== Problem statement ==
Find the line in the entries below that contains "- For now, only". Repeat it exactly, and every line after it through the line that contains "- Have to cleanup unneeded dependencies.".

── Dataset excerpts

Issue #719, opened 2020-12-21
Fatal Exception: java.lang.OutOfMemoryError 


lorenc-tomasz:
Fatal Exception: java.lang.OutOfMemoryError: Failed to allocate a 2312 byte allocation with 2284928 free bytes and 2231KB until OOM, target footprint 268435456, growth limit 268435456; failed due to fragmentation (largest possible contiguous allocation 49020928 bytes)
       at java.util.Arrays.copyOf(Arrays.java:3257)
       at java.lang.AbstractStringBuilder.ensureCapacityInternal(AbstractStringBuilder.java:124)
       at java.lang.AbstractStringBuilder.append(AbstractStringBuilder.java:649)
       at java.lang.StringBuilder.append(StringBuilder.java:203)
       at org.json.JSONStringer.string(JSONStringer.java:354)
       at org.json.JSONStringer.value(JSONStringer.java:261)
       at org.json.JSONObject.writeTo(JSONObject.java:733)
       at org.json.JSONStringer.value(JSONStringer.java:246)
       at org.json.JSONObject.writeTo(JSONObject.java:733)
       at org.json.JSONObject.toString(JSONObject.java:701)
       at com.mixpanel.android.mpmetrics.MPDbAdapter.addJSON(MPDbAdapter.java:322)
       at com.mixpanel.android.mpmetrics.AnalyticsMessages$Worker$AnalyticsMessageHandler.handleMessage(AnalyticsMessages.java:429)
       at android.os.Handler.dispatchMessage(Handler.java:107)
       at android.os.Looper.loop(Looper.java:237)
       at android.os.HandlerThread.run(HandlerThread.java:67)

zihejia:
fixed in v5.9.0. Thanks for bringing it up. Please feel free to reopen if the problem still exists.

PR #737, opened 2021-04-22
Prevent the out of memory crash when adding event to the SQLiteDatabase

zihejia:
addressing https://github.com/mixpanel/mixpanel-android/issues/719


jaredmixpanel (approved):
lgtm

PR #739, opened 2021-04-28
add setUseIpAddressForGeolocation, setEnableLogging, setServerURL

zihejia:
Provide new apis, in parity with Mixpanel iOS SDK.
setUseIpAddressForGeolocation, setEnableLogging and setServerURL. 

Previously, those settings are only available to be set in `AndrodManifest.xml`, not possible to be changed in run time and consumed by react-native/flutter SDK.


jaredmixpanel (approved):
lgtm!

Issue #627, opened 2019-09-18
"First app open" event 


maestr0ua:
Hello!
Despite the fact that I don't have any special settings in AndroidManifest file, I still get "First App Open" event with random distinctID.
The first question is why I receive that events, even with default value.
```
mDisableAppOpenEvent = metaData.getBoolean("com.mixpanel.android.MPConfig.DisableAppOpenEvent", true);
```
And the second question is why I get that events with random distinctID, despite on that I set my own distinctID at start the application.
```
mixpanelAPI = MixpanelAPI.getInstance(context,context.getString(R.string.mix_panel_token), false);
mixpanelAPI.reset();
mixpanelAPI.getPeople().identify(userId);
mixpanelAPI.identify(userId);
```

I need that events will come with my distinctID or will not come at all. Both variants are appropriate.

Thank you
<img width="1329" alt="Screen Shot 2019-09-12 at 3 11 36 PM-2" src="https://user-images.githubusercontent.com/11719504/65132579-d8e5a400-da09-11e9-96bf-c9b9a5507f7d.png">

maestr0ua:
Could anybody help?

patedit:
Hi @maestr0ua ! That "First App Open" event is one of our default mobile events. If you want to disable this feature, please read [this article](https://help.mixpanel.com/hc/en-us/articles/115004596186-Default-Mobile-Events-Collection).

OlivierFreyssinet:
Hi, sorry to reopen this issue but the linked article's solution is not very satisfying because it's not flexible at all.

Is there really no way to just disable this particular event and not other default mobile events ?

As the OP said, it would be great if at least there was a way to set the `distinctId` **before** this event is sent, because having one event with an ID that will never reappear kind of messes up the analytics ...
For instance if there was a way to get MixpanelAPI instance by specifying the `distinctId` I guess it could solve the issue. I'm saying that because I've seen that in the past, pull requests have been made to specify `superProperties` in `getInstance(...)`. I'm not familiar with the codebase at all so I can't really make that pull request myself for now ...

It also seems strange that the solution to not sending an event _on the client_ is to just filter it out (with other possibly very useful events) in the projects settings ...

This is quite frustrating and if anyone has a solid solution or even a hacky workaround to just force disable this event, I would be super grateful!

OlivierFreyssinet:
[...]

PR #748, opened 2021-06-11
Add param "distinctId" to constructor/getInstance to identify user before any event gets sent

OlivierFreyssinet:
## The issue
As mentioned in https://github.com/mixpanel/mixpanel-android/issues/627, — from my understanding at least — there is currently no way to avoid the initial "First app open" to be sent with a randomly generated user ID, at least not without disabling all default mobile events at all.

This can be quite disrupting as we might still want to set our own user ID (for instance in my case, we migrated our analytics from "Segment forwarding events to Mixpanel" to a direct integration of Mixpanel, so we are keeping the same user ID that was used for the Segment SDK, that allows us to avoid a new distinct user being created, which would mess up our analytics data etc.)

**If we just call `identify(distinctId)` after initializing the Mixpanel instance, then there will still be this "First app open" event being sent with a different ID, which would create a duplicate/ghost user in our data, making it harder to analyze than it should be.**

## The proposed solution
In this PR, I added a parameter `distinctId` to the main constructor and a new getInstance() method that uses this new parameter. This will identify the user prior to any default mobile events being sent.

I also updated the tests to use the new signature of the main `MixpanelAPI` constructor (with a `null` value for the `distinctId` parameter). Right now with these changes all tests are passing.

Disclaimer: I'm not familiar with the internal logic of this SDK and how the instance gets initialized so it's possible that this solution causes bugs or unwanted side-effects, there might also be a more elegant solution or maybe we'd want to make that `identify` call earlier in the `MixpanelAPI` constructor. 

For my company's app it did the job and works fine, we've been using that in prod since last December.

Regarding existing `getInstance` implementations, I made sure that it was a non breaking change for their type signature.

Thank you for your time!


scotmatson:
@zihejia this commit has likely gone stale after sitting for two years. Thoughts on closing this out or merging? Currently this is the only open PR.

zihejia:
closing it cause it's obsolete.

PR #188, opened 2020-04-29
Fixes TvDB update frequency option and also fixes types

### LINKED ISSUE #187: 'Calendar update frequency' option in TvDB preferences causes 'Error 400 Bad Request'
Setting the `Calendar` setting in `TvDB preferences` gives a `400 Bad Request` error.
The calendar update frequency is an AniDB setting and not a TvDB setting. The TvDB setting is different.
The cause of the error is that the property name sent to the patch function is `AniDB_Calendar_UpdateFrequency` instead of `UpdateFrequency`

Screenshot_20200429_223323
Screenshot_20200429_223530

As you can see clearly, the property name is wrong.
https://github.com/ShokoAnime/ShokoServer-WebUI/blob/bcd163b6fb7264c985444e68d963dbdb8e791e33/src/core/reducers/settings/Server.js#L66-L72

harshithmohan:
Fixes #187

### DIFF
--- a/package.json
+++ b/package.json
@@ -1,6 +1,6 @@
 {
   "name": "jmmserver-webui",
-  "version": "0.3.6-dev3",
+  "version": "0.3.6-dev4",
   "private": true,
   "sideEffects": false,
   "engines": {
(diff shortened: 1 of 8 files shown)


harshithmohan:
The property `value` in `SettingsDropdown` had to be set to `PropTypes.any` because it receives both `string` and `number` data types.
`string` for the language selection dropdown and `number` for everything else.

PR #192, opened 2020-05-22
Converted to TS and started new WebUI

harshithmohan:
- **Full conversion to TypeScript (except tests)**
- I've deleted a lot of things (well, most of the things, all related to UI) when converting to TS to get it to a working state. I will put them back one by one and convert them to TS when I get to redesigning them.
- Completely removed `Bulma`
- Partially removed `BlueprintJS`
- For now, only the login page and dashboard (without header) exist.
- Have to fix a problem with fonts. There are multiples of same font files (with different weights) because `font-weight` isn't working properly.
- Have to clean and organize the CSS files and classes.
- Have to cleanup unneeded dependencies.
- Also, haven't written or converted any test files yet.


harshithmohan:
I blanked out the tests because it wouldn't pass as I have not converted the tests to TS.

hidden4003:
Typescirpt has a mode that it can just ingest js files without any typescript stuff in them if you leave js extension, why wipe everything ? I understand typing will have to go but overall it is easier maybe?

harshithmohan:
TS can ingest JS files properly, that's ok. The problem is with Flow.
The TS compiler complains about every non-JS Flow thing like typing, importing types etc.
If Flow wasn't here, I could've just kept both JS and TS files.
So, either I deleted the files or removed the typings/converted to TS to make it even start.
I just deleted the files containing UI because I would rewrite them anyway and I converted all the other things like reducers, actions etc because those would be just re-used.

PR #197, opened 2020-08-02
Poll dashboard data only on general queue change

harshithmohan:


src/core/middlewares/signalr.ts
```diff
@@ -19,7 +19,10 @@ const onQueueStateChange = (dispatch, getState) => (queue, state) => {
   dispatch(setQueueStatus(newState));
 };
 const onQueueCountChange = (dispatch, getState) => (queue, count) => {
-  const newState = Object.assign({}, { [queue]: Object.assign({}, getState().mainpage.queueStatus[queue], { count }) });
+  const currentQueue = getState().mainpage.queueStatus[queue];
+  if (queue === 'general' && currentQueue.count > count) dispatch({ type: Events.MAINPAGE_REFRESH });
```
hidden4003, line 23: It would be good to add throttle around dispatch({ type: Events.MAINPAGE_REFRESH })

PR #235, opened 2021-05-12
[WIP] WebUI v2 changes

harshithmohan:


src/core/sagas/settings.ts
```diff
@@ -56,7 +56,7 @@ function* getPlexLoginUrl() {
 }
 
 function* getSettings() {
-  yield put(startFetching('settings'));
+  // yield put(startFetching('settings'));
```
hidden4003, line 59: should this be commented out ?

src/core/sagas/webui.ts
```diff
@@ -14,7 +14,7 @@ import { setItem } from '../slices/misc';
 
 function* checkUpdates() {
   yield put(startFetching('checkingUpdates'));
-  const channel = yield select((state: RootState) => state.webuiSettings.v3.updateChannel);
+  const channel = yield select((state: RootState) => state.webuiSettings.webui_v2.updateChannel);
```
hidden4003, line 17: do we really want to keep v1 and v2 in same key? Maybe add some parameter to settings for version and server could use totally separate clean key or it ?

src/core/slices/webuiSettings.ts
```diff
@@ -78,34 +80,34 @@ export const defaultLayout = {
...
-      i: 'trakt', x: 8, y: 28, w: 4, h: 5, minW: 3, minH: 3, moved: false, static: false,
+      i: 'trakt', x: 8, y: 39, w: 4, h: 9, minW: 3, minH: 3, moved: false, static: false,
     }],
-  },
+  } as LayoutType,
 };
 
 const initialState = {
-  v3: {
+  webui_v2: {
```
hidden4003, line 110: same with regard to server managing settings versioning, should not be necessary, also maybe just use key name like "server" to indicate it is managed by server. I am thinking of possible clash during migration and what not maybe version number is inside the server response then we can at least put some code like - you are using webui v1, you should use v2 etc. in case server gives different settings object.

src/pages/firstrun/StartServer.tsx
```diff
@@ -1,74 +1,60 @@
...
+
+  const handleNext = () => {
+    dispatch({ type: Events.STOP_API_POLLING, payload: { type: 'server-status' } });
+
+    dispatch({
+      type: Events.AUTH_LOGIN,
+      payload: {
+        user: user.Username,
+        pass: user.Password,
+        device: 'web-ui',
```
hidden4003, line 25: Maybe use different string for v2 ?

src/core/sagas/settings.ts
harshithmohan: Yes, I did some "magic" there.
So that when you save a setting, the spinner doesn't show up.
I'll have to rewrite the code there to be more understandable.

src/pages/firstrun/StartServer.tsx
harshithmohan: Yeah, I could do it. But it shouldn't matter, right?

hidden4003 (approved):

PR #252, opened 2021-10-12
Project improvements

Codex-:
Just a small set of project improvements based on what I saw at first glance when going to implement some features.

- @types are dev deps, not real deps, unless exported explicitly as a part of a package to be consumed.
- Updated the gitignore with things that were immediately generated and then git tracked.
- Abstracted the eslint rules out to a dedicated `.eslintrc.json`
  - Sorted / organised the file.
  - Added section to handle the JS config explicitly.
    - Means you can avoid the copy paste ignores.
  - Added `@typescript-eslint/await-thenable` & `@typescript-eslint/no-floating-promises`.
    - These two warn on what in my experience is one of the most common sources for bugs in applications.
- Improve the CICD workflows.
  - Bump to use latest `setup-node`.
  - Run lint / build and every commit.
  - Only generate artifacts for PR's (original behaviour).
- Update use of deprecated webpack config.


hidden4003:
master is protected branch so you can't push to it, which is why tests are only on PR

Codex-:
> master is protected branch so you can't push to it, which is why tests are only on PR

Yeah, of course. I'm not sure I understand your point here.

If you mean the workflow change on push, then this change allows tests to run per commit irrespective of the branch. Extremely useful when doing a feature branch before you get to the PR stage.

PR #253, opened 2021-10-15
Project improvements

Codex-:
Just a small set of project improvements based on what I saw at first glance when going to implement some features.

- @types are dev deps, not real deps, unless exported explicitly as a part of a package to be consumed.
- Updated the gitignore with things that were immediately generated and then git tracked.
- Abstracted the eslint rules out to a dedicated `.eslintrc.json`
  - Sorted / organised the file.
  - Added section to handle the JS config explicitly.
    - Means you can avoid the copy paste ignores.
  - Added `@typescript-eslint/await-thenable` & `@typescript-eslint/no-floating-promises`.
    - These two warn on what in my experience is one of the most common sources for bugs in applications.
- Improve the CICD workflows.
  - Bump to use latest `setup-node`.
  - Run lint / build and every commit.
  - Only generate artifacts for PR's (original behaviour).
- Update use of deprecated webpack config.


Codex-:
Rebased on webui v2 branch.

src/core/middlewares/signalr.ts
```diff
@@ -121,8 +121,8 @@ const signalRMiddleware = ({
     connectionLog.on('Log', onLogsLog(dispatch));
     startSignalRConnection(connectionLog);
   } else if (action.type === Events.AUTH_LOGOUT) {
-    if (connectionEvents !== undefined) connectionEvents.stop();
-    if (connectionLog !== undefined) connectionLog.stop();
+    await connectionEvents?.stop();
+    await connectionLog?.stop();
```
Codex-, line 125: If you want to float these promises then consider using an IIFE to make it explicitly clear that a floated promise is the intention, that is the intention behind how the eslint rule is configured.

hidden4003 (approved):

.github/workflows/CI.yml
```diff
@@ -15,7 +15,7 @@ jobs:
         with:
           node-version: 14
       - name: Install dependencies
-        run: yarn install --frozen-lockfile
+        run: yarn install --immutable-cache # lock changes should already be committed.
```
hidden4003, line 18: docs say you are supposed to use --immutable as a replacement for --frozen-lockfile, not --immutable-cache

.github/workflows/Release.yml
```diff
@@ -12,11 +12,11 @@ jobs:
...
         uses: actions/checkout@v2
       - name: Setup Node.js v14
-        uses: actions/setup-node@v1
+        uses: actions/setup-node@v2
         with:
-          node-version: '14'
+          node-version: 14
       - name: Install dependencies
-        run: yarn install --production=false
+        run: yarn install --frozen-lockfile --production=false
```
hidden4003, line 19: needs to be --immutable here as well

hidden4003 (changes requested):

.github/workflows/CI.yml
Codex-: `immutable` is default enabled in CI environments:
```
If the --immutable option is set (defaults to true on CI)
```

https://yarnpkg.com/cli/install
image

`--immutable-cache` is more desirable behaviour for ensuring that CICD is running the intended and committed state of the repository.

.github/workflows/Release.yml
Codex-: Ah damn, will update this one. Probably shouldn't have the `production` modifier either

.github/workflows/CI.yml
Codex-: Hmm odd, removed for now.

PR #312, opened 2022-07-13
Fix episode ids on daily and more

revam:
Fix episode ids on daily and add duration, resume position and watched date

### DIFF
--- a/src/core/types/api/dashboard.ts
+++ b/src/core/types/api/dashboard.ts
@@ -26,13 +26,20 @@ export type DashboardStatsType = {
 };
 
 export type DashboardEpisodeDetailsType = {
-  ID: number,
+  IDs: {
+    ID: number,
+    Series: number,
+    ShokoFile: number | null,
+    ShokoEpisode: number | null,
+    ShokoSeries: number | null,
+  },
   Title: string,
   Number: number,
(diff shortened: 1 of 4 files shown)


src/core/types/api/dashboard.ts
```diff
@@ -26,13 +26,20 @@ export type DashboardStatsType = {
 };
 
 export type DashboardEpisodeDetailsType = {
-  ID: number,
+  IDs: {
+    ID: number,
+    Series: number | null,
```
hidden4003, line 31: we use Series?: number; instead of | null;

hidden4003 (changes requested):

────

== Written answer ==
- For now, only the login page and dashboard (without header) exist.
- Have to fix a problem with fonts. There are multiples of same font files (with different weights) because `font-weight` isn't working properly.
- Have to clean and organize the CSS files and classes.
- Have to cleanup unneeded dependencies.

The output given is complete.